[[ MATERIAL PROVIDED open ]]

PR #347, opened 2023-05-24
use async API from stix-shifter v5

subbyte:


src/kestrel_datasource_stixshifter/interface.py
```diff
@@ -328,14 +311,29 @@ def ingest_stixbundle_filepath(batch_index):
     return ingest_stixbundle_filepath
 
 
+async def transmission_complete(transmission, search_id):
+    status = await transmission.status_async(search_id)
+    if status["success"]:
```
pcoccoli: Why do we only check this the first time, outside of the while loop?

src/kestrel_datasource_stixshifter/interface.py
```diff
@@ -328,14 +311,29 @@ def ingest_stixbundle_filepath(batch_index):
...
+        while status["progress"] < 100 and status["status"] == "RUNNING":
+            await asyncio.sleep(1)
+            status = await transmission.status_async(search_id)
+    else:
+        stix_shifter_error_msg = (
+            status["error"] if "error" in status else "details not avaliable"
+        )
+        raise DataSourceError(
```
pcoccoli: If the second call to `status_async` fails, we won't `raise DataSourceError`.  Is that intentional?

subbyte: Good catch. Please check if the new logic is good.

pcoccoli (approved):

[[ MATERIAL PROVIDED closed ]]

WHAT THE TASK REQUIRES
Your reply should be nothing but the lines from the one containing "pcoccoli: If the" through the last line above, copied exactly; please include both ends.

EXERCISE ANSWER
pcoccoli: If the second call to `status_async` fails, we won't `raise DataSourceError`.  Is that intentional?

subbyte: Good catch. Please check if the new logic is good.

pcoccoli (approved):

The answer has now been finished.